Est ce qu'une app est impliquée ? Installations récentes ? SSD ? Trim ?


----------



## renan35 (9 Septembre 2012)

le DD est plein ??

pas assez de ram (regardez dans moniteur d'activité pour voir si toute la ram est occupée)


----------



## Eithan13 (9 Septembre 2012)

"Est ce qu'une app est impliquée ? Installations récentes ? SSD ? Trim ?"
Heu.. c'est a dire ? Les applications que j'ai souvent ouvert sont : Skype, Minecraft(un jeu, pour ceux qui connaissent) firefox et mail.

"le DD est plein ??
 pas assez de ram (regardez dans moniteur d'activité pour voir si toute la ram est occupée)"
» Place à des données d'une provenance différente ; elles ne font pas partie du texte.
Issue #1024, opened 2017-06-08
[NG] Create Angular Form Field Components


adityarb88:
**Select one ...**  (check one with "x")
```
[ ] bug
[x] feature request
[ ] enhancement
```

### Description:
Create the following Angular components for forms:

- [x] Checkbox - #319 
- [ ] Radio Button - #373
- [ ] Input Fields - #835
- [ ] Select - #248
- [ ] Textarea - #1023
- [x] Datepicker - #474

### Actual behavior

Form Field components do no exist

### Environment details

* **Angular version:** 2.0.X

* **Clarity version:** 

* **OS and version:** 

* **Browser:** [All]

jacobbutton:
Is there a time frame on these yet? They are sorely needed.  If not can we move them up the priority list possibly?

mathisscott:
Hi @jacobbutton 
Before we begin implementation, we need this epic to go through a full UX pass. So this issue is still a ways off, but it is a priority for us.

gnomeontherun:
All of these components have been released.

PR #2295, opened 2018-05-17
[NG] clrInput and form control validation components

gnomeontherun:
* Renamed FormControlService and WrappedFormControl
* Added ClrInput, ClrInputContainer for tracking input control states
* Added ClrControlHelper and ClrControlError for validation
* Added ClrIfError directive to conditionally display error messages

Links to #1878 #1024


src/clr-angular/forms/common/providers/control.service.ts
```diff
@@ -0,0 +1,58 @@
...
+    // When the control is set, we want to subscribe to statusChanges and forward them to
+    // our observable when the control is invalid (dirty,touched)
+    private subscribe() {
+        if (this.subscription) {
+            this.subscription.unsubscribe();
+        }
+
+        if (this._control.statusChanges) {
+            this.subscription = this._control.statusChanges.subscribe(status => {
+                if (this._control.dirty && this._control.touched) {
```
youdz: I thought we said touched was enough for required fields to throw an error? Based on what I'm reading here, if I focus in then out of a required input, I do not get the error message.

I think this should be `if (this._control.dirty || this._control.touched)`, but maybe I missed something.

gnomeontherun: It doesn't really matter if the control is dirty or not, if it is touched is when we care to check it. This makes sense when a form is new or when the data loaded is valid, but might not make sense if the control could preload invalid data (not sure when this could be the case, but perhaps it could be, perhaps when a form is autosaved even if its incomplete). 

Perhaps this is something that can/should be configurable?

youdz: Invalid pre-loaded data has to come from the user anyway, right? So without Clarity, it seems logical to me that the way to do this in Angular is to load the previously entered user data on initialization, and to mark the corresponding fields as dirty since they were "entered" by the user. 
So I think Clarity would just do the same, we don't have to provide anything, they just get hold the the FormControls (which isn't even extra work with reactive forms) and mark the ones the pre-filled with user data as dirty.

src/clr-angular/forms/input/input-container.spec.ts
```diff
@@ -0,0 +1,107 @@
...
+            inputContainer = inputContainerDE.componentInstance;
+            inputContainerEl = inputContainerDE.nativeElement;
+        });
+
+        it("injects the ControlService and subscribes in AfterContentInit", () => {
+            expect(inputContainerDE.injector.get(ControlService, null)).toBeTruthy();
+            expect(inputContainer.subscription).toBeTruthy();
+        });
+
+        it("projects the label", () => {
```
youdz: This test is `"projects the label as the first child"`, since you have that second `expect()`.

src/clr-angular/forms/input/input-container.spec.ts
```diff
@@ -0,0 +1,107 @@
...
+            const label = inputContainerEl.querySelector("label");
+            expect(label).toBeTruthy();
+            expect(label.previousElementSibling).toBeFalsy();
+        });
+
+        it("projects the input", () => {
+            expect(inputContainerEl.querySelector("[clrInput]")).toBeTruthy();
+        });
+
+        it("projects the helper text", () => {
```
youdz: I would make this test slightly more complicated to test `it("projects the helper text when the input isn't invalid")`. Double negation, I know, but "when then input is valid" doesn't describe it correctly.

src/clr-angular/forms/input/input-container.spec.ts
```diff
@@ -0,0 +1,107 @@
...
+        });
+
+        it("tracks the validity of the form control", () => {
+            const input = fixture.debugElement.query(By.directive(ClrInput)).nativeElement;
+            expect(inputContainer.invalid).toBeFalse();
+            // inputs must be both invalid and blurred to register the validity
+            input.value = "abc";
+            input.dispatchEvent(new Event("input"));
+            input.dispatchEvent(new Event("blur"));
+            fixture.detectChanges();
```
youdz: You're re-testing the blur binding of the input here. You should directly set the value of the FormControl (and make it dirty if needed) rather than "type" into the input.

src/clr-angular/forms/common/if-error.ts
```diff
@@ -0,0 +1,52 @@
...
+                "clrIfError can only be used within a form control container element like clr-input-container");
+        } else {
+            this.displayError(false);
+        }
+    }
+
+    @Input("clrIfError") error: string;
+
+    private subscription: Subscription;
+    private state: boolean = false;
```
youdz: Nitpick: after reading the code, I think `state` is too generic of a name for this property. I'd rather have `displayed`, or `currentError`, or anything that indicates this property tracks whether we are already displaying the error at the moment or not.
As I said it's a nitpick, nothing I feel strongly about or that I consider critical.

src/clr-angular/forms/common/if-error.spec.ts
```diff
@@ -0,0 +1,122 @@
...
+const errorMessage = "ERROR_MESSAGE";
+
+@Component({template: `<div *clrIfError></div>`})
+class InvalidUseTest {
+}
+
+@Component({
+    template: `
+    <clr-input-container>
+        <input type="text" name="model" clrInput [(ngModel)]="model" required />
```
youdz: As mentioned before, these tests use too many components at the same time, they're not isolated at all. I'd much rather you just declared the `ControlService` as a provider and that you instantiated a `new FormControl()` for this spec. 
FormControls are quite simple to instantiate, and they offer methods like `setErrors()` for you to have full control of them to test your directive.

src/clr-angular/forms/common/if-error.spec.ts
```diff
@@ -0,0 +1,122 @@
...
+                    imports: [ClrIconModule, FormsModule],
+                    declarations: [ClrInput, ClrControlError, ClrInputContainer, ClrIfError, SpecificErrorTest]
+                });
+                fixture = TestBed.createComponent(SpecificErrorTest);
+                fixture.detectChanges();
+                container = fixture.debugElement.query(By.directive(ClrInputContainer));
+                input = container.query(By.directive(ClrInput));
+            });
+
+            it("displays the message when control has an error", () => {
```
youdz: "displays the message when control has **the specified** error"

src/dev/src/app/forms/template-driven/template-driven.html
```diff
@@ -0,0 +1,26 @@
+<!--
+  ~ Copyright (c) 2016-2018 VMware, Inc. All Rights Reserved.
+  ~ This software is released under MIT license.
+  ~ The full license information can be found in LICENSE in the root directory of this project.
+  -->
+
+<h2>Text Input</h2>
+
+<form class="clr-form" #form="ngForm" (submit)="submit()">
```
adityarb88: Just to be safe, can we test this for Reactive Forms too?

src/clr-angular/forms/common/providers/ng-control.service.ts
```diff
@@ -0,0 +1,28 @@
...
+    }
+
+    private _control: NgControl;
+    get control(): NgControl {
+        return this._control;
+    }
+
+    set control(control: NgControl) {
+        this._control = control;
+        this._controlChanges.next(control);
```
adityarb88: Why do we need a setter and a getter when the `Subject` emits the `NgControl`?

Could we not have just used a method which registers the `NgControl` and all its subscribers know about it because the `Subject` emits the control on registration?

src/clr-angular/forms/common/providers/ng-control.service.ts
```diff
@@ -0,0 +1,28 @@
...
+ * This software is released under MIT license.
+ * The full license information can be found in LICENSE in the root directory of this project.
+ */
+
+import {Injectable} from "@angular/core";
+import {NgControl} from "@angular/forms";
+import {Observable, Subject} from "rxjs";
+
+@Injectable()
+export class NgControlService {
```
adityarb88: Would it help to rename this service to `NgControlRegistrationService`?

src/clr-angular/forms/common/label.ts
```diff
@@ -3,22 +3,30 @@
...
 import {Subscription} from "rxjs";
 
-import {FormControlService} from "./form-control.service";
+import {IfErrorService} from "./if-error/if-error.service";
+import {ControlIdService} from "./providers/control-id.service";
 
 @Directive({selector: "label"})
 export class ClrLabel implements OnInit, OnDestroy {
-    constructor(@Optional() private formControlService: FormControlService) {}
+    labelClass: boolean;
```
adityarb88: Are you using this anywhere?

src/clr-angular/forms/common/label.ts
```diff
@@ -3,22 +3,30 @@
...
+    constructor(@Optional() private controlIdService: ControlIdService,
+                @Optional() private controlService: IfErrorService, private renderer: Renderer2,
```
adityarb88: Did you want to use the `NgControlService` here instead of the `IfErrorService`? I know it doesn't matter because the `input-container` declares both the services but the variable name you have chosen confused me.

src/clr-angular/forms/common/if-error/if-error.service.ts
```diff
@@ -0,0 +1,51 @@
...
+import {Injectable, OnDestroy} from "@angular/core";
+import {NgControl} from "@angular/forms";
+import {Observable, Subject, Subscription} from "rxjs";
+import {filter} from "rxjs/operators";
+
+import {NgControlService} from "../providers/ng-control.service";
+
+@Injectable()
+export class IfErrorService implements OnDestroy {
+    // Implement our own since it doesn't fire on events like blur, and return the control instead of a string
```
adityarb88: Didn't understand this comment. `since it doesn't fire on events` do you mean the status isn't updated on events like `blur`

src/clr-angular/forms/common/if-error/if-error.service.ts
```diff
@@ -0,0 +1,51 @@
...
+    private listenForChanges() {
+        this.subscriptions.push(
+            this.ngControlService.control.statusChanges.pipe(filter(() => this.ngControlService.control.touched))
+                .subscribe(() => {
+                    this._statusChanges.next(this.ngControlService.control);
+                }));
+    }
+
+    // Allows a control to push a status check upstream, such as on blur
+    checkStatus() {
```
adityarb88: `checkStatus` makes me think that this method would return a `boolean` but instead, it emits the `NgControl`.  May be we should rename this method? May be `updateControlStatus`?

src/clr-angular/forms/common/if-error/if-error.service.spec.ts
```diff
@@ -0,0 +1,64 @@
...
+            expect(testControl.statusChanges.subscribe).toHaveBeenCalled();
+        });
+
+        it("provides observable for statusChanges, passing the control", () => {
+            const cb = jasmine.createSpy("cb");
+            const sub = service.statusChanges.subscribe(control => cb(control));
+            ngControlService.control = testControl;
+            // Change the state of the input to trigger statusChange
+            testControl.markAsTouched();
+            testControl.updateValueAndValidity();
```
adityarb88: Would this trigger the `blur` event on the control?

adityarb88: I am not sure why we have to call `updateValueAndValidity` because you are just filtering for the `touch` event:

```
this.ngControlService.control.statusChanges.pipe(filter(() => this.ngControlService.control.touched))
                .subscribe(() => {
                  this._statusChanges.next(this.ngControlService.control);
                }));
```

src/clr-angular/forms/common/if-error/if-error.ts
```diff
@@ -0,0 +1,52 @@
...
+    }
+
+    ngOnDestroy() {
+        this.subscription.unsubscribe();
+    }
+
+    private displayError(invalid: boolean) {
+        if (invalid && !this.displayed) {
+            this.container.createEmbeddedView(this.template);
+            this.displayed = true;
```
adityarb88: I see that we update `displayed` but I can't find where we use it?

src/dev/src/app/forms/template-driven/template-driven.html
gnomeontherun: Added new demos.

src/clr-angular/forms/common/if-error/if-error.service.spec.ts
adityarb88: I still haven't understood why we need to call `updateValueAndValidity` but I will ask you that question on a call separately.

src/clr-angular/forms/common/providers/ng-control.service.ts
```diff
@@ -0,0 +1,22 @@
...
```
youdz: Now that I see it implement, this is literally a `Subject`, or `BehaviorSubject` if you add the getter again.
You don't need to change it, and I get that we might want to add properties or methods to it in the future, I just thought it was worth pointing out this is a bit of a silly wrapper.

gnomeontherun: Yeah once I detangled it its pretty light. I do like the idea of having the method do the emit instead of exposing it.

PR #2297, opened 2018-05-18
[NG] Optional Select Menu

adityarb88:
**PR Scope:**

Added the ability to make the options menu optional. If the user doesn't provide the `clr-options` menu, then we create it for them.

Tested on Chrome.


src/clr-angular/forms/select/select.ts
```diff
@@ -18,6 +19,7 @@ import {TAB} from "../../utils/key-codes/key-codes";
 })
 export class ClrSelect implements AfterContentInit {
     @ViewChild("input") input: ElementRef;
+    @ContentChild(ClrOptions) options: ElementRef;
```
youdz: The type here is wrong. Either you want:
```typescript
@ContentChild(ClrOptions) options: ClrOptions;
```
or 
```typescript
@ContentChild(ClrOptions, {read: ElementRef}) options: ElementRef;
```
I believe in your case the first one is simpler and will work fine. But my guess is that the current typing would throw an error when compiled AoT. And if it doesn't, it should. 😛

src/clr-angular/forms/select/select.spec.ts
```diff
@@ -139,5 +162,18 @@ export default function(): void {
...
+        describe("Select with Menu", () => {
+            beforeEach(function() {
+                context = this.create(ClrSelect, TestSelectWithMenu, [IfOpenService]);
+                ifOpenService = context.getClarityProvider(IfOpenService);
+            });
+
+            it("renders the menu projected by the consumer", () => {
+                const menus = context.clarityElement.querySelectorAll("clr-options");
+                expect(menus.length).toBe(1);
+                expect(menus[0].classList.contains("test")).toBe(true);
```
youdz: I like this sneaky class check to make sure we're not cheating. Awesome. 👍

src/clr-angular/forms/select/select.ts
adityarb88: fixed

src/clr-angular/forms/select/select.spec.ts
adityarb88: thanks!

PR #2310, opened 2018-05-22
[web] remove dependency on ClrCodeHighlight

jeeyun:
Only some of the wizard demos imported the exported `ClrCodeHighlight`. Website for the most part has been using its own implementation internally. Removing those imports in preparation for 0.12.


latest/src/app/documentation/demos/buttons/utils/example.ts
```diff
@@ -4,7 +4,7 @@
  * The full license information can be found in LICENSE in the root directory of this project.
  */
 import {Component, Input, ViewChild, AfterViewInit} from "@angular/core";
-import {CodeHighlight} from "@clr/angular";
+import {CodeHighlight} from "../../../../utils/code-highlight";
```
gnomeontherun: It seems like we have this, which duplicates the same code highlight functionality, and this appears to be used in a few random places. Can we use just the one implementation and remove this?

Non j'ai 400Go de libre et j'en utilise 300
Pour la ram, dans moniteur d'acivité :
http://image.noelshack.com/fichiers/2012/36/1347214664-capture-d-ecran-2012-09-09-a-20-15-34.png
http://image.noelshack.com/fichiers/2012/36/1347214664-capture-d-ecran-2012-09-09-a-20-16-07.png


----------



## Djipsy5 (10 Septembre 2012)

Je pense a un problème matérielle ! La dernière fois que ce que tu dis m'est arrivé, mon disque dur m'a laché ! Essaie une Apple Hardware Test (AHT) ! Sinon effectue une clean Install car avec mon autre MacBook Pro aussi cela m'est arrivé lors du passage a Mountain Lion ! L'ordi avait des moments d'inactivité totale !!! et revenait a la normale comme si de rien n'était mais apres une reinstallation tout était rentré dans l'ordre !


----------



## Eithan13 (10 Septembre 2012)

"Essaie une Apple Hardware Test"
Comment ?

"une clean Install" 
Comment ?
Et ca sert a quoi ?

"apres une reinstallation"
Reinstallation de moutain lion ?

Dans les 2 derniers cas je doit effacer tout le disque dur ?


----------



## Djipsy5 (10 Septembre 2012)

L'Apple Hardware Test vérifie l'intégralité des composants de ta machine et te fait un bilan. http://support.apple.com/kb/index?page=kb&id=HT1509&viewlocale=fr_FR&locale=fr_FR

Les Macs sont des ordinateurs exigeants, quand tu désinstalles des applications en les envoyant à la corbeille, ces derniers laissent leur fichiers sur ton ordinateurs et au fil du temps, cela épuise les ressources du système. Et donc une clean install= installation propre, revient a reinstaller ton Mac avec une version d'OSX (c'est a dire au lieu de passer par Snowleopard, puis Lion et enfin Mountain Lion, tu ferras l'installation directe a partir de Mountain Lion grace a une clé RECOVERY. Voila comment ca se passe: http://www.ohmymac.fr/mountain-lion-pas-a-pas-pour-faire-une-installation-propre-clean-install/

Et oui il te faudra sauvegarder te données car tu lors de la clean install tu devras effacer ton disque dur !!!


----------



## Eithan13 (10 Septembre 2012)

Il y a pas une autre solution pour ne pas le formater ?


----------



## Eithan13 (14 Septembre 2012)

Si je reinstalle le system sans le formater, vous pensez que ca resoudra le probleme ?


----------



## Djipsy5 (16 Septembre 2012)

Eithan13 a dit:


> Si je reinstalle le system sans le formater, vous pensez que ca resoudra le probleme ?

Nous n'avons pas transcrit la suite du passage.